Recently I saw a presentation from a very skilled Microsoft guy about Cloud computing. He was really good at presenting the message, telling about the cloud, about Microsoft products etc., but his terminology definitions definitely differed from mine.
Immediately, I looked up cloud computing on wikipedia, which corresponded very well with my own perception of the concept. Several years ago, I was in charge of a hosting center with a cloud computing system. It was basically just a hosting system, where multiple customers shared a PC, but it was able to move customers from one computer to another, when more power was necessary. It was nowhere as smart as the systems we have today, but to the customer, it was a dynamically scalable resource provided as a service over the internet. Some may say that cloud computing requires the ability to scale above what one server can deliver, but seriously, that's just a service specification, and for many users it is irrelevant.
If you look into existing corporate data centers, you can also see other kinds of "Cloud systems" - for instance, big VMware servers running a large number of virtual servers. To the departments, that buy these servers, and access them via TCP/IP, it is a style of computing that is dynamically scalable, virtualized and provided as a service over the internet protocol. The users/customers don't need to have knowledge of, expertise in, or control over the technology infrastructure in this system, that supports them. The VMware systems can move a virtual server from one physical server to another, moving the IP address etc. without interrupting online services and without closing TCP connections.

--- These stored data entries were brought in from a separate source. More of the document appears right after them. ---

PR #1327, opened 2026-07-27
feat(transfer): add local transfer stores

jlon:
# Summary

Adds in-memory and SQLite implementations of the transfer persistence contract. This PR deliberately stops at local persistence; scheduling, MySQL storage, and client or worker routing remain in follow-up PRs.

# Issue Describe / Design

Related to #1238 and the load-job isolation design.

The store owns request-id idempotency and target-path conflict checks. SQLite persists submitted transfers across process restarts, while the memory store is suitable for local and test deployment. Keeping these implementations separate from scheduling avoids coupling persistence rollout to task ownership and retry policy.

# Changes

| `curvine-server/src/transfer` | Adds store contract plus memory and SQLite implementations. | None until a later scheduler selects a transfer store. |
| `curvine-server/Cargo.toml` | Adds the existing workspace `rusqlite` dependency. | Enables local SQLite persistence. |
| `Cargo.lock` | Records the resolved SQLite dependency graph and removes unreachable legacy packages. | Reproducible locked builds. |
| `curvine-server/tests/transfer_store_test.rs` | Covers idempotency, target conflicts, and SQLite reopen persistence. | Test coverage only. |

# Test verified

| `cargo test --locked -p curvine-server --test transfer_store_test` | PASS | 2 tests passed. |

# Dependencies

- Related PRs: #1326
- Related issues: #1238
- Blocks / blocked by: Blocked by #1326; blocks the scheduler and MySQL store PRs.

### DIFF
--- a/curvine-server/src/transfer/memory_store.rs
+++ b/curvine-server/src/transfer/memory_store.rs
@@ -1,0 +1,735 @@
+// Copyright 2025 OPPO.
+//
+// Licensed under the Apache License, Version 2.0 (the "License");
+// you may not use this file except in compliance with the License.
+// You may obtain a copy of the License at
+//
+//     http://www.apache.org/licenses/LICENSE-2.0
+//
+// Unless required by applicable law or agreed to in writing, software
+// distributed under the License is distributed on an "AS IS" BASIS,
+// WITHOUT WARRANTIES OR CONDITIONS OF ANY KIND, either express or implied.
+// See the License for the specific language governing permissions and
+// limitations under the License.
+
+use std::collections::HashMap;
+
+use curvine_common::error::FsError;
+use curvine_common::state::{
+    summarize_transfer_tasks, StaleTaskAttempt, TaskAttemptStart, TransferJobRecord, TransferLease,
+    TransferListFilter, TransferState, TransferStateUpdate, TransferTaskRecord, TransferTaskReport,
+    TransferTaskState, TransferTenantSummary,
+};
+use curvine_common::FsResult;
+use parking_lot::Mutex;
+
+use crate::transfer::{TransferRequeueUpdate, TransferStore};
+
+#[derive(Default)]
+pub struct MemoryTransferStore {
+    inner: Mutex<MemoryTransferState>,
+}
+
+#[derive(Default)]
+struct MemoryTransferState {
+    jobs: HashMap<String, TransferJobRecord>,
+    request_index: HashMap<(String, String), String>,
+    tasks: HashMap<(String, u64, String), TransferTaskRecord>,
+}
+
+impl MemoryTransferStore {
+    pub fn new() -> Self {
+        Self::default()
+    }
+}
+
+impl TransferStore for MemoryTransferStore {
+    fn check_available(&self) -> FsResult<()> {
+        Ok(())
+    }
+
+    fn create_or_get_by_request_id(&self, job: TransferJobRecord) -> FsResult<TransferJobRecord> {
+        self.create_or_get_by_request_id_checked(job)
+    }
+
+    fn create_or_get_by_request_id_checked(
+        &self,
+        job: TransferJobRecord,
+    ) -> FsResult<TransferJobRecord> {
+        let mut inner = self.inner.lock();
+        let request_key = (job.submitter.clone(), job.client_request_id.clone());
+        if let Some(job_id) = inner.request_index.get(&request_key) {
+            return inner
+                .jobs
+                .get(job_id)
+                .cloned()
+                .ok_or_else(|| FsError::job_not_found(job_id));
+        }
+
+        if let Some(existing) = inner
+            .jobs
+            .values()
+            .find(|existing| existing.job_key == job.job_key && !existing.state.is_terminal())
+        {
+            if existing.command_json == job.command_json {
+                return Ok(existing.clone());
+            }
+            return Err(FsError::transfer_already_running(format!(
+                "job_key {} has running job {} with different command",
+                existing.job_key, existing.job_id
+            )));
+        }
+
+        if let Some(existing) = inner.jobs.values().find(|existing| {
+            !(existing.state.is_terminal()
+                || (existing.submitter == job.submitter
+                    && existing.client_request_id == job.client_request_id))
+                && target_paths_conflict(&existing.target_path, &job.target_path)
+        }) {
+            return Err(FsError::transfer_target_conflict(format!(
+                "target {} conflicts with active transfer {} target {}",
+                job.target_path, existing.job_id, existing.target_path
+            )));
+        }
+
+        inner.request_index.insert(request_key, job.job_id.clone());
+        inner.jobs.insert(job.job_id.clone(), job.clone());
+        Ok(job)
+    }
+
+    fn get_transfer(&self, job_id: &str) -> FsResult<Option<TransferJobRecord>> {
+        Ok(self.inner.lock().jobs.get(job_id).cloned())
+    }
+
+    fn get_transfer_by_request(
+        &self,
+        submitter: &str,
+        client_request_id: &str,
+    ) -> FsResult<Option<TransferJobRecord>> {
+        let inner = self.inner.lock();
+        let Some(job_id) = inner
+            .request_index
+            .get(&(submitter.to_string(), client_request_id.to_string()))
+        else {
+            return Ok(None);
+        };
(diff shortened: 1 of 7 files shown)


curvine-server/src/transfer/sqlite_store.rs
```diff
@@ -0,0 +1,1372 @@
...
+
+    fn update_transfer_state(&self, update: TransferStateUpdate) -> FsResult<bool> {
+        let states = state_list(&update.from_states);
+        let sql = format!(
+            "update transfer_jobs
+             set state = ?1, summary_json = ?2, updated_at = ?3
+             where job_id = ?4 and run_id = ?5 and owner = ?6 and lease_epoch = ?7
+               and state in ({states})"
+        );
+        let summary = transfer_progress_json(&TransferProgress {
```
szbr00, line 468: This rebuilds `summary_json` from `Default::default()`, so progress accumulated by task reports (`loaded_size`/`total_size`) is silently reset to zero on every state transition. The memory store preserves the existing summary and only updates the message. `requeue_transfer` below has the same pattern. Please preserve the stored summary (read-modify-write, or keep counters in separate columns) so both stores behave identically and progress is not lost.

curvine-server/src/transfer/memory_store.rs
```diff
@@ -0,0 +1,735 @@
...
+        let progress = summary.progress;
+
+        if let Some(job) = inner.jobs.get_mut(&task_job_id) {
+            job.summary = progress;
+            job.updated_at = report.now_ms;
+            if has_failed {
+                job.state = TransferState::Failed;
+            } else if has_task && all_completed {
+                job.state = TransferState::Completed;
+            } else if task_state == TransferTaskState::Completed {
```
szbr00, line 658: This transition diverges from `SqliteTransferStore`: the SQLite implementation never moves a job to `Running` from `update_task_report` (`update_job_summary` only sets `Failed`/`Completed`), so the two stores report different job states for the same event stream. It can also clobber `Canceling` — if a task completes after `request_cancel`, the job flips from `Canceling` back to `Running`. Please align both implementations on one transition rule and guard this transition so it cannot overwrite `Canceling` (or a terminal state).

curvine-server/src/transfer/sqlite_store.rs
```diff
@@ -0,0 +1,1372 @@
...
+    .map_err(sqlite_err)
+}
+
+fn select_conflicting_active_transfer(
+    conn: &Connection,
+    target_path: &str,
+    submitter: &str,
+    client_request_id: &str,
+) -> FsResult<Option<TransferJobRecord>> {
+    let child_prefix = format!("{}/%", target_path.trim_end_matches('/'));
```
szbr00, line 1131: Path-conflict matching is weaker than the memory store in three cases: (1) stored targets keep their raw form, so a stored `/target/` (trailing slash) never matches a new `/target/child` — neither the LIKE nor the ancestor checks hit, while `MemoryTransferStore` normalizes trailing slashes and detects it; (2) a new job targeting `/` only conflicts with an existing `/` job, not with any existing subtree job, whereas the memory store treats `/` as conflicting with everything; (3) the LIKE pattern is not escaped, so a target containing `%` or `_` can produce false conflicts. Consider normalizing `target_path` on insert and escaping the LIKE pattern so both stores enforce the same conflict contract.

curvine-server/src/transfer/store.rs
```diff
@@ -0,0 +1,156 @@
...
+    TransferTenantSummary,
+};
+use curvine_common::FsResult;
+
+pub trait TransferStore: Send + Sync + 'static {
+    fn check_available(&self) -> FsResult<()>;
+
+    fn create_or_get_by_request_id(&self, job: TransferJobRecord) -> FsResult<TransferJobRecord>;
+
+    fn create_or_get_by_request_id_checked(
```
szbr00, line 27: Both store implementations implement `create_or_get_by_request_id` by delegating to `create_or_get_by_request_id_checked`, so the trait exposes two methods with identical semantics. Consider making one a default trait method (or dropping the unchecked variant) so implementations cannot drift apart.

curvine-server/src/transfer/sqlite_store.rs
```diff
@@ -0,0 +1,1372 @@
...
+        mount_snapshot_json: row.get(7)?,
+        secret_ref_json: row.get(8)?,
+        cluster_snapshot_version: row.get::<_, i64>(9)? as u64,
+        cv_metadata_epoch: row.get::<_, Option<i64>>(10)?.map(|v| v as u64),
+        state: TransferState::from(row.get::<_, i32>(11)?),
+        owner: row.get(12)?,
+        lease_epoch: row.get::<_, i64>(13)? as u64,
+        lease_expire_at: row.get(14)?,
+        cancel_requested: row.get::<_, i64>(15)? != 0,
+        summary: serde_json::from_str(&summary_json).unwrap_or_default(),
```
szbr00, line 1223: `unwrap_or_default()` here (and in `sqlite_task_row` for `progress_json`) silently converts corrupt summary/progress JSON into zeroed progress — a job loses all reported progress without any error surfacing. Consider propagating a decode error, or at least logging a warning, so data corruption is visible.

curvine-server/src/transfer/memory_store.rs
```diff
@@ -0,0 +1,735 @@
...
+        Ok(true)
+    }
+
+    fn claim_pending_tasks(
+        &self,
+        job_id: &str,
+        run_id: u64,
+        limit: usize,
+    ) -> FsResult<Vec<TransferTaskRecord>> {
+        let inner = self.inner.lock();
```
szbr00, line 505: Task claim order differs between stores: SQLite claims pending tasks oldest-first (`order by updated_at asc`), while the memory store iterates a `HashMap` in arbitrary order (same for `mark_stale_attempts` and `purge_terminal_transfers`). If claim order affects fairness or retry priority, the memory store should sort by the same keys so the implementations stay interchangeable.

curvine-server/src/transfer/sqlite_store.rs
```diff
@@ -0,0 +1,1372 @@
...
+        submitter: &str,
+        client_request_id: &str,
+    ) -> FsResult<Option<TransferJobRecord>> {
+        select_job_by_request(&self.conn.lock(), submitter, client_request_id)
+    }
+
+    fn list_active_transfers(&self) -> FsResult<Vec<TransferJobRecord>> {
+        let conn = self.conn.lock();
+        let mut stmt = conn
+            .prepare(job_select_sql("where state not in (6, 7, 8)").as_str())
```
szbr00, line 124: SQL literals repeat the `TransferState`/`TransferTaskState` discriminants (`6,7,8` / `2,3,4,5` / `1,6`) throughout this file; if the enum values ever change, these queries silently change meaning. Also note `TransferState::from(i32)` maps any unknown stored value to the `#[default]` `Pending`, which could resurrect a terminal job into scheduling after reading a future or corrupt state. Consider deriving the state sets from the enum (shared constants or a helper like `state_list`) and handling unknown values explicitly.

curvine-server/src/transfer/sqlite_store.rs
```diff
@@ -0,0 +1,1372 @@
...
+
+    fn set_transfer_state(
+        &self,
+        job_id: &str,
+        run_id: u64,
+        state: TransferState,
+        message: impl Into<String>,
+        now_ms: i64,
+    ) -> FsResult<bool> {
+        let mut job = match self.get_transfer(job_id)? {
```
szbr00, line 500: `set_transfer_state` reads the job, releases the connection lock, then re-acquires it to write — a concurrent `update_task_report` can commit in between and have its summary overwritten by the stale `summary_json` written here (progress regression). The memory store performs this under a single lock. Consider wrapping the read-modify-write in one transaction, or updating `summary_json` atomically in SQL.

szbr00 (commented):
Overall the store abstraction looks solid, but the two implementations currently diverge on a few contract points (progress preservation on state transitions, job-state transitions on task reports, path-conflict normalization, claim/purge ordering). Since the scheduler will treat these stores as interchangeable, could you extend the shared `assert_store_contract` harness to cover those flows (lease acquire/renew, task attempt + report, requeue, conflict edge cases like trailing slashes) and run it against both stores? That would pin both implementations to identical behavior before the scheduler PR lands.

jlon:
Superseded by the rebased split stack: #1344.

Does the term cloud computing describe the VMware system? Maybe. Or maybe not. But Google Engine or Windows Azure is not a revolution - to some people it's not even new stuff. 10 years ago, Microsoft may have hijacked the term and changed it to its own favor. Today, they can bend it, but not as much as before. Online, updated definitions of terminology, like wikipedia, make this a lot more difficult. I am sure that the definition of cloud computing will change in the near future, to specifically include systems in your own data center, but the new thing is, that the definition will be changed by nerds, using a common reference in wikipedia. It will not be changed by a single company's marketing department.